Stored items
───

Issue #19, opened 2016-07-20
Limit maxR


KEggensperger:
Originally reported by: **Matthias Feurer (Bitbucket: [mfeurer](https://bitbucket.org/mfeurer), GitHub: [mfeurer](https://github.com/mfeurer))**

---

Currently, maxR is set to 2000. This might be useful for algorithm configuration, but it isn't for machine learning with five-fold cross-validation. We need to add this as an argument.

---
- Bitbucket: https://bitbucket.org/aadfreiburg/smac3/issue/19

mfeurer:
Since #138, there is also a minR flag which needs to be added.

PR #138, opened 2016-12-19
ADD minR

mfeurer:
The minR argument to intensify allows us to perform random search in the presence of instances by setting minR = maxR.

### DIFF
--- a/smac/intensification/intensification.py
+++ b/smac/intensification/intensification.py
@@ -28,8 +28,8 @@ class Intensifier(object):
     '''
 
     def __init__(self, tae_runner, stats, traj_logger, rng, instances=None,
-                 instance_specifics={}, cutoff=MAX_CUTOFF, deterministic=False,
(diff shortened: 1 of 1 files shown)


smac/intensification/intensification.py
```diff
@@ -134,51 +137,59 @@ def intensify(self, challengers, incumbent, run_history, aggregate_func,
...
+                            config=incumbent,
+                            instance=next_instance,
+                            seed=next_seed,
+                            cutoff=self.cutoff,
+                            instance_specific=self.instance_specifics.get(next_instance, "0"))
+
+                        num_run += 1
+                    else:
+                        self.logger.debug(
+                            "No further instance-seed pairs for incumbent available.")
```
mlindauer: I would expect a `break` here.

mfeurer: Good catch! Thanks. Fixed.

mfeurer:
I just added your request for adding minR to the scenario file to issue #19 and will work on this after this PR is merged.

PR #140, opened 2016-12-19
FIX #139

### LINKED ISSUE #139: SingleConfigInitialDesign adds run twice to the runhistory
As the TAE adds the runs to the runhistory, the SingleConfigInitialDesign should no longer add a run to the runhistory.

mfeurer:
Fixes issue #139


mfeurer:
I just figured out that the initial design doesn't need the runhistory any more. Should I also remove it in this PR?

mlindauer:
yes

Issue #125, opened 2016-11-25
SMAC crashes if first run of solution_quality scenario is a timeout


mlindauer:
If the first run of SMAC3 is a timeout and we optimize for solution quality (cost),
runhistory2epm does not provide any data point for the RF 
and the RF will crash with an empty X matrix.

```
  File "/work/ws/nemo/fr_tl1023-aclib-0/aclib2/configurators/smac3/smac/epm/rf_with_instances.py", line 114, in train
    data = pyrfr.regression.numpy_data_container(self.X, y, self.types)
  File "pyrfr/regression_source.pyx", line 125, in pyrfr.regression.numpy_data_container.__cinit__ (pyrfr/regression.cpp:3575)
IndexError: Out of bounds on buffer access (axis 0)
```

As specified in smac_facade, we use only "successful" for soluation quality scenarios:

```
            elif scenario.run_obj == 'quality':
                runhistory2epm = RunHistory2EPM4Cost\
                    (scenario=scenario, num_params=num_params,
                     success_states=[StatusType.SUCCESS, ],
                     impute_censored_data=False, impute_state=None)
```

I think that a neat solution would be if SMAC could also handle "unsuccessful" runs (TIMEOUT, CRASH) in solution quality scenarios.
For example, we could try to force the user to provide an imputation value of unsuccessful runs in solution quality scenarios.

btw: the issue occurs on the svm_mnist scenario in AClib2.

mlindauer:
@mfeurer told me that we should look in the paper "Bayesian Optimization with Unknown Constraints" to solve this issue in a clean way.
However, I would prefer to have an interim solution in the meantime.

mfeurer:
Sorry, my answer was incorrect. If the first run is a timeout, SMAC should do random search until it finds a feasible solution (only then it makes sense to model something). I will go ahead and implement this.

Issue #131, opened 2016-12-06
Crash if first run is memory out


mlindauer:
SMAC crashes if the first run of the TA is memory out.
Right now, the first run has to either a successful run or a "real" timeout (time > cutoff). 
Even if the memout is encoded as a timeout, SMAC will crash because `runhistory2epm` will only pass "real timeouts" to the EPM.

mfeurer:
This is more or less a duplicate of #125, would be fixed by my proposed solution.

PR #145, opened 2016-12-20
Fix issues #125 and #131

mfeurer:
SMAC does not longer crash if the first run was a memout or a timout. More general, if an empty array X is passed to choose_next, a random set of configurations is returned.

Fixes issues #125 and #131.

### DIFF
--- a/smac/smbo/smbo.py
+++ b/smac/smbo/smbo.py
@@ -176,7 +176,9 @@ class SMBO(BaseSolver):
             List of 2020 suggested configurations to evaluate.
         """
         if X.shape[0] == 0:
-            return [x[1] for x in self._get_next_by_random_search()]
+            # Only return a single point to avoid an overly high number of
+            # random search iterations
+            return [x[1] for x in self._get_next_by_random_search(num_points=1)]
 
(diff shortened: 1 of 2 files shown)


smac/smbo/smbo.py
```diff
@@ -175,6 +175,9 @@ def choose_next(self, X, Y,
         list
             List of 2020 suggested configurations to evaluate.
         """
+        if X.shape[0] == 0:
+            return [x[1] for x in self._get_next_by_random_search()]
```
KEggensperger: Could you please specify num_points to improve readability?

mfeurer:
I just added the requested keyword argument to the call. Could you please check again @KEggensperger

mlindauer:
Shouldn't have X not at least two points such that we can learn something from the EPM?
With only one point in X we predict only a constant.

mfeurer:
Isn't SMAC doing exactly that by default? Running the initial design to obtain a single point, then using the random forest to suggest a new point? I think this is a more general issue that we need to address.

mlindauer:
Fair enough...

Issue #81, opened 2016-10-12
Add mapping from status type to human readable text


mfeurer:
Currently, the status is an integer between 1 and 5. It cannot be easily displayed to the user without explaining it. It would be helpful to add a mapping back to a human readable string, so that I can do:

```
>>> print(mapping[status])
Memout
```

In the course of implementing this, we could also start using the [Enum](https://docs.python.org/3/library/enum.html#enum.Enum) class which was added in python3.4.

mlindauer:
Yes, very good idea to use Enum

shukon:
Enum affects the JSON-serialization. It is implemented in #151, using a customized JSON-Encoder. I assume, that the JSON-files are only ever read in by smac (more precise: the runhistory)?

───

■ About this task ■
Above are the entries. Copy exactly the part that opens with the line containing "--- a/smac/intensification/intensification.py" and closes with the line containing "(diff shortened: 1 of 1 files shown)", and no more.

■ Expected output ■
--- a/smac/intensification/intensification.py
+++ b/smac/intensification/intensification.py
@@ -28,8 +28,8 @@ class Intensifier(object):
     '''
 
     def __init__(self, tae_runner, stats, traj_logger, rng, instances=None,
-                 instance_specifics={}, cutoff=MAX_CUTOFF, deterministic=False,
(diff shortened: 1 of 1 files shown)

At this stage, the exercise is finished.